2 Hidden Markov Models

本节将使用维特比算法实现HMM：

HMM 是自然语言处理中最常用的算法之一，也是该领域中许多深度学习技术的基础。
除了POS，HMM 还用于语音识别、语音合成等。
完成这部分作业，可在Part 1 使用的相同数据集上获得 95% 的准确率。

马尔可夫模型中包含若干状态以及这些状态之间的转换概率。

在本例中，状态就是词性标签。
马尔可夫模型中状态的转换可以使用一个转换矩阵 A表示。
隐马尔可夫模型增加了一个观测或发射矩阵B，它描述了当我们处于特定状态时可见观测的概率。观测发射矩阵就是语料库中的单词。
被隐藏的状态是该单词的词性标签。

2.1 Generating Matrices

Creating the `A` transition probabilities matrix

在Part 1中已经计算了emission_counts, transition_counts, tag_counts，使用这三个矩阵可以很容易的构造出A和B

A	…	RBS	RP	SYM	TO	UH	…
…	…	…	…	…	…	…	…
RBS	…	2.217069e-06	2.217069e-06	2.217069e-06	0.008870	2.217069e-06	…
RP	…	3.756509e-07	7.516775e-04	3.756509e-07	0.051089	3.756509e-07	…
SYM	…	1.722772e-05	1.722772e-05	1.722772e-05	0.000017	1.722772e-05	…
TO	…	4.477336e-05	4.472863e-08	4.472863e-08	0.000090	4.477336e-05	…
UH	…	1.030439e-05	1.030439e-05	1.030439e-05	0.061837	3.092348e-02	…
…	…	…	…	…	…	…

注意：以上的计算结果示例是经过平滑后的。每个单元格都给出了从一个词性标签到另一个词性标签的概率。

如：从词性标签 TO 到 RP 的概率为 4.47e-8。
每一行的总和必须等于 1，因为模型假设下一个 POS 标记必须是表中可用列之一。

平滑处理的方法如下：
$P(t_i | t_{i-1}) = \frac{C(t_{i-1}, t_{i}) + \alpha }{C(t_{i-1}) +\alpha * N}\tag{3}$

$N$ 是标签总数
$C(t_{i-1}, t_{i})$ 是 “transition_counts ”字典中元组（前一个 POS、当前 POS）的计数。
$C(t_{i-1})$ 是 “tag_counts ”字典中前一个 POS 的计数。
$\alpha$ 是一个平滑参数。

Exercise 03

根据公式3实现函数create_transition_matrix
函数主要目的是创建一个转移矩阵 A，这个矩阵通常用于隐马尔可夫模型（HMM）中，表示状态（在这里是词性标签）之间转移的概率。
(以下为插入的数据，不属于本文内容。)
PR #1217, opened 2023-11-11
Removal of older models from OpenAI

Zochory:
https://platform.openai.com/docs/models/


HenryHengZJ:
think these models are marked as legacy, but still can be used. we can remove them once its completely removed from OpenAI

HenryHengZJ:
closing for now, will revisit once they are completely out, as some are still using these models

PR #1222, opened 2023-11-13
ResponsibleAI - Input Moderation - …

vinodkiran:
Ability to verify inputs and prevent potentially harmful content generation


vinodkiran:
image

bilalnawaz072 (approved):

packages/components/nodes/responsibleAI/InputModeration/SimplePromptModeration.ts
```diff
@@ -0,0 +1,56 @@
...
+        this.version = 1.0
+        this.type = 'Moderation'
+        this.icon = 'simple_moderation.png'
+        this.category = 'Responsible AI'
+        this.description = 'Detecting and mitigating prompt attacks'
+        this.baseClasses = [this.type, ...getBaseClasses(Moderation)]
+        this.inputs = [
+            {
+                label: 'Deny List',
+                name: 'denyList',
```
HenryHengZJ, line 29: is it better to be separated by comma? there might be cases where a string literal contains `\n`

packages/components/nodes/responsibleAI/ResponsibleAI.ts
```diff
@@ -0,0 +1,30 @@
...
+export const checkInputs = async (inputModerations: Moderation[], llm: BaseLanguageModel, input: string): Promise<string> => {
+    for (const moderation of inputModerations) {
+        input = await moderation.checkForViolations(llm, input)
+    }
+    return input
+}
+
+// is this the correct location for this function?
+// should we have a utils files that all node components can use?
+export const streamResponse = (isStreaming: any, response: string, socketIO: Server, socketIOClientId: string) => {
```
HenryHengZJ, line 19: for now we can keep this here as its still specific to this moderation implementation. we can move this out whenever we encounter the needs of this streaming in future

packages/components/nodes/chains/LLMChain/LLMChain.ts
```diff
@@ -144,14 +153,25 @@ const runPrediction = async (
...
      * TO: { "value": "hello i am ben\n\n\thow are you?" }
      */
     const promptValues = handleEscapeCharacters(promptValuesRaw, true)
 
+    if (moderations && moderations.length > 0) {
+        try {
+            // Use the output of the moderation chain as input for the LLM chain
+            input = await checkInputs(moderations, chain.llm, input)
+        } catch (e) {
+            await new Promise((resolve) => setTimeout(resolve, 500))
```
HenryHengZJ, line 169: adding slight delay because when the response return too fast, the order of the chat message returned became opposite:
Screenshot 2023-11-22 165835

packages/components/nodes/responsibleAI/ResponsibleAI.ts
```diff
@@ -0,0 +1,30 @@
+import { BaseLanguageModel } from 'langchain/base_language'
+import { Server } from 'socket.io'
+
+export abstract class ResponsibleAI {}
```
HenryHengZJ, line 4: @vinodkiran should we remove `ResponsibleAI` and rename to `Moderation` ? The original thinking was that we will be adding input & output moderation, but after discussion we will just add input moderation, so `ResponsibleAI` might not make sense anymore

vinodkiran: Agreed! I have updated the file and directory names to reflect better alignment to the functionality.

HenryHengZJ (approved):

PR #1243, opened 2023-11-16
Feature/add vector upsert ability

HenryHengZJ:
image

Currently Vector Store has Upsert and Load Existing Index nodes.

- Problem - when user use an upsert node, and changed some configs on the flow, and start asking question in chat, it causes the upsert to be done again.
 
- Solution - combine upsert and load existing into a node, and have a UPSERT button on UI to allow user to manually upsert, hence the node on flow will always load from existing index.


tirongi:
In any case upserting nodes should be kept, as they are useful in case you need to create a flow (and hence an API) for upserting documents from a specific folder.
Another solution could be that of having a flag in the node configuration allowing the user to specify if the node should upsert documents or use those already upserted.

HenryHengZJ:
@tirongi in this new update, you have a separate API for upsert: 
image

reason we will be deprecating these upserts nodes is because when there is a slight change on the flow, everything will be re-upsert again, and we want to avoid that, leaving user with the options to manually kick off the upsert

HenryHengZJ:
@vinodkiran everything should be addressed. Kindly take a look again

vinodkiran (approved):

vijaykammili:
> @tirongi in this new update, you have a separate API for upsert: image
> 
> reason we will be deprecating these upserts nodes is because when there is a slight change on the flow, everything will be re-upsert again, and we want to avoid that, leaving user with the options to manually kick off the upsert

@HenryHengZJ  - What is the process to get to this screen? I don't see this screen in the latest build. I see deprecating Vector stores and NEW Vector stores but can't see the screen where you have the upsert button.

Issue #1206, opened 2023-11-10
[BUG] Conversational Agent Unable To Determine What Tool To Use ?


DebajitKumarPhukan:
**Describe the bug**
I tried a Local LLM (LLama2) as the LLM backing the Conversational Agent. The Conversational Agent has 2 tools attached: Retrieval QA Chain Tool and a Serper. I asked for today's date to the agent for which it failed miserably and returned some old date. When I specifically asked to use Server then it managed to search the internet to find the date but failed in json parsing.

The above behavior is reproducible in any local LLM or hugging face LLM.

**To Reproduce**

1. Load the attached Chatflow.
2. Run `any local LLM` and use the API as base URL.
3. Set Up your free Serper account and configure the API key in the ChatFlow.
4. Ask `What is today's date ?`
5. See error

**Expected behavior**
1. The conversational agent shouldn't respond back with any "parse error".
2. There should be a provision to describe about the "Serper" tool so that we can provide the description to the conversational agent to better understand when to use.

**Screenshots**
![image](https://github.com/FlowiseAI/Flowise/assets/71944582/5194cb12-61b8-41d3-82ea-ba39549813c5)

**Flow**
If applicable, add exported flow in order to help replicating the problem.
[Local LLM Chatflow - Issues.json](https://github.com/FlowiseAI/Flowise/files/13318122/Local.LLM.Chatflow.-.Issues.json)

**Setup**
-   Installation [`yarn start`]
-   Flowise Version [1.4.1]
-   OS: [Windows]
-   Browser [chrome]

**Additional context**
Please find attached logs for your reference which will help you to find the areas when the error is thrown.
[Local LLM Error Logs.log](https://github.com/FlowiseAI/Flowise/files/13318167/Local.LLM.Error.Logs.log)

HenryHengZJ:
should be resolved after langchain version upgrade - https://github.com/FlowiseAI/Flowise/pull/1281

PR #1255, opened 2023-11-20
Resolves Langchain issues appearing in Flowise

DebajitKumarPhukan:
Anchoring initial Langchain version to the latest version as default. This commit will fix below issue(s).

https://github.com/FlowiseAI/Flowise/issues/1206


HenryHengZJ:
thanks, will do a regression test on the latest ver of langchain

以下是代码的详细解释：

输入参数：

alpha：平滑参数，用于在计算概率时避免零概率问题，提高模型的鲁棒性。
tag_counts：一个字典，映射每个词性标签到它的出现次数。
transition_counts：一个字典，其键是前一个词性标签和当前词性标签的元组，值是这些转换发生的次数。

输出：

A：一个维度为 (num_tags, num_tags) 的转移矩阵。

函数逻辑：

获取所有唯一的词性标签，并对它们进行排序，存储在 all_tags 列表中。
计算词性标签的种类数量，存储在变量 num_tags 中。
初始化转移矩阵 A，其大小为 (num_tags, num_tags)，初始值为零。
获取所有唯一的转换元组，这些元组是 transition_counts 字典的键，存储在 trans_keys 集合中。
遍历转移矩阵 A 的每一行（代表前一个状态的词性标签）：
- 对于矩阵 A 的每一列（代表当前状态的词性标签）：
  - 初始化当前转换的计数 count 为零。
  - 定义一个转换元组 key，它包含前一个词性标签和当前词性标签。
  - 检查 key 是否存在于 transition_counts 字典中：
    - 如果存在，从字典中获取对应的计数 count。
  - 从 tag_counts 字典中获取前一个词性标签的计数 count_prev_tag。
  - 应用平滑技术，使用公式3来计算转移概率，并将其赋值给矩阵 A 的对应位置。
返回填充好的转移矩阵 A。

# UNQ_C3 GRADED FUNCTION: create_transition_matrix
def create_transition_matrix(alpha, tag_counts, transition_counts):
    ''' 
    Input: 
        alpha: number used for smoothing
        tag_counts: a dictionary mapping each tag to its respective count
        transition_counts: a dictionary where the keys are (prev_tag, tag) and the values are the counts
    Output:
        A: matrix of dimension (num_tags,num_tags)
    '''
    # Get a sorted list of unique POS tags
    all_tags = sorted(tag_counts.keys())
    
    # Count the number of unique POS tags
    num_tags = len(all_tags)
    
    # Initialize the transition matrix 'A'
    A = np.zeros((num_tags,num_tags))
    
    # Get the unique transition tuples (previous POS, current POS)
    trans_keys = set(transition_counts.keys())
    
    ### START CODE HERE ### 
    
    # Go through each row of the transition matrix A
    for i in range(num_tags):
        
        # Go through each column of the transition matrix A
        for j in range(num_tags):

            # Initialize the count of the (prev POS, current POS) to zero
            count = 0
        
            # Define the tuple (prev POS, current POS)
            # Get the tag at position i and tag at position j (from the all_tags list)
            key = (all_tags[i],all_tags[j]) # tuple of form (tag,tag)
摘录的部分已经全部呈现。